PR #151, opened 2021-04-01
Update with current errors.R from processx

jennybc:
I did this because it feels like `call.` does not have the usual effect. I figured this has since been fixed in the compat file. But even after I update, `call.` doesn't work the way I expect.

Is this expected behaviour? I'm talking about the `Error in FALSE` part.

``` r
gh:::gh_pat("aa")
#> Error in FALSE: GitHub PAT must have one of these forms:
#>   * 40 hexadecimal digits (older PATs)
#>   * A 'ghp_' prefix followed by 36 to 251 more characters (newer PATs)
```

<sup>Created on 2021-04-01 by the [reprex package](https://reprex.tidyverse.org) (v1.0.0.9002)</sup>

Generated by https://github.com/r-lib/gh/blob/86eb3d975bef9133b62c82176c2d893ddb4110da/R/gh_token.R#L84-L89

### DIFF
--- a/R/errors.R
+++ b/R/errors.R
@@ -89,6 +89,10 @@
 # ### 1.2.3 -- 2021-03-06
 #
 # * Use cli instead of crayon
+#
+# ### 1.2.4 -- 2012-04-01
+#
+# * Allow omitting the call with call. = FALSE in `new_cond()`, etc.
 
 err <- local({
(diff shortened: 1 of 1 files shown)


gaborcsardi:
Thanks!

^^^^

EXERCISE GOAL - Please list every line of the records that contains "this".

FINAL ANSWER -
I did this because it feels like `call.` does not have the usual effect. I figured this has since been fixed in the compat file. But even after I update, `call.` doesn't work the way I expect.
Is this expected behaviour? I'm talking about the `Error in FALSE` part.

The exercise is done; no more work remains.